In any event, it appears that there may be more teachers who had insisted we are at war with Eastasia now coming out from the woodwork to say that we’ve always been at war with Eurasia, though it comes out more like: “Hey, procedures aren’t that bad, and most kids don’t really get the understanding til later.”

I will leave you with the words of a math teacher I know from New Zealand who puts it this way:

A few years back I started explicitly telling my students “I don’t care if you understand it, provided you can do it” when they complained that they “didn’t understand”. I tell them that when their exam papers are marked there are no marks for “understanding”. I follow that up with saying that understanding will inevitably follow in time, provided that they could do the skills, but that it would not follow if they couldn’t do the skills.
Now that isn’t to say that I don’t teach the reasons for things — I teach invert and multiply explicitly, but I also explain why it works. What I don’t do is fret about whether they understood my explanation, and I don’t let them not do something because they “don’t understand”. I most certainly do not try to teach understanding of a procedure to a student who can do it accurately.
Some students find that truly liberating — they can get on with learning the Maths without any pressure to have to understand the whole picture first. Most just do what they always have done, which is do what the teacher asks them to do and not worry about understanding because they never have.  To the fury of many reformers, most kids really don’t want to understand very much.

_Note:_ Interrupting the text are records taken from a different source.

PR #23, opened 2020-04-21
Changed how languages options should be handled in preferences.

joclefrancois:
Languages options in Preference panel should be limited to those three choices only down below as per product owner requirements. The request to fetch supported cultures has other purposes completely and should not be used in preferences.

- English
- Français
- Italiano

"locales" in package.json should be built this way so user may switch from one language to another.

```
"locales": [
    {"language": "English", "cultureIso": "en-US"},
    {"language": "Français", "cultureIso": "fr-CA"},
    {"language": "Italiano", "cultureIso": "it-IT"}
]

```

### DIFF
--- a/src/buildStore.js
+++ b/src/buildStore.js
@@ -42,7 +42,9 @@ const buildStore = (reducers, devOptions = {}) => {
 		applyMiddleware(routerMiddleware(history), apiMiddleware, spawnerMiddleware),
 	);
 
-	const supportedLocales = SUPPORTED_LOCALES || ["en"];
+	const supportedLocales = SUPPORTED_LOCALES || [
+		{ language: "English", cultureIso: "en-US" },
+	];
 	const localeReducer = localeFactory(supportedLocales);
 
 	buildReducer = reducers =>
--- a/src/reducers/localeFactory.js
+++ b/src/reducers/localeFactory.js
@@ -2,17 +2,20 @@ import Immutable from "immutable";
 import { CHANGE_LOCALE, GET_CULTURES_SUCCESS } from "../actions/locale";
 
 const localeFactory = supportedLocales => {
+	const defaultCulture =
+		(supportedLocales[0] && supportedLocales[0].cultureIso) || "en-US";
+
 	const initialState = Immutable.fromJS({
-		locale: supportedLocales[0],
+		locale: defaultCulture,
 		supportedLocales,
 		cultures: {},
-		defaultCulture: supportedLocales[0],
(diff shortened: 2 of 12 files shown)


src/reducers/localeFactory.js
```diff
@@ -2,17 +2,20 @@ import Immutable from "immutable";
 import { CHANGE_LOCALE, GET_CULTURES_SUCCESS } from "../actions/locale";
 
 const localeFactory = supportedLocales => {
```
neexite, line 4: Documentation actionsreducersselectors.md is not updated (Now it 'An array of IETF language tags')

src/reducers/localeFactory.js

7 thoughts on “We’ve always been at war with Eurasia, Dept.

  1. I just read a blog piece by a math teacher who has reached the eye-opening conclusion that conceptual understanding doesn’t always have to precede procedural fluency.

    Funny: I just wrote a blog piece about the same thing!


    The way I think about procedures/concepts reminds me of that old nugget of writing advice, “no ideas but in things.” Concepts and procedures should be hard to disentangle in the classroom, I think.

    Also, check out this research article that the researcher shared with me on Twitter, it’s interesting stuff:

    Click to access ATME_Rittle-JohnsonandAlibali_1999.pdf


  2. Houston, we have a problem. DI = Direct Instruction or Differentiated Instruction?

    It’s the first, because when my son was growing up in a differentiated instruction full inclusion classroom, we quickly learned that their DI was really “differentiated learning (DL). They even called it that. “Trust the spiral” and process. Reaching your highest level of educational development and opportunity was thought to be natural. I can’t tell you how many times we heard that “Kids will learn when they are ready.” This is another way of blaming the student, peers, parents, society and poverty. This philosophy leads them to what I call their two+ generational solution. They are thrilled if little Urban Suzie is the first in her family to get to the community college. Apparently, she will then have the knowledge to do for her kids what we parents had to do with our kids at home or with tutors to achieve a one-generation education. El Sistema clearly shows that the solution can be one-generational if you push and focus on mastery of content and skills from the earliest grades. Almost all of the All-State musicians in the US have taken years of private music lessons. It wasn’t PBL band that made the difference. Band is neither necessary or sufficient. Now, math requires home or tutor private lessons for mastery of skills. I HAD to do that for my “math brain” son.

    I call this a systemic academic turf problem. If you are a K-6 educator and go to a cocktail party, do you want to talk about how well you teach content and skills and ensure mastery with homework and tests? What’s worse, not only do they claim hegemony over the teaching process, but they claim ownership of what constitutes understanding in math. You don’t have this problem with high school AP calculus or AP English teachers. They teach directly and they are certified in their subject area. That’s their turf and they understand what’s needed. That’s also why all high schools and colleges are, and have always been (for most cases) bastions of direct instruction.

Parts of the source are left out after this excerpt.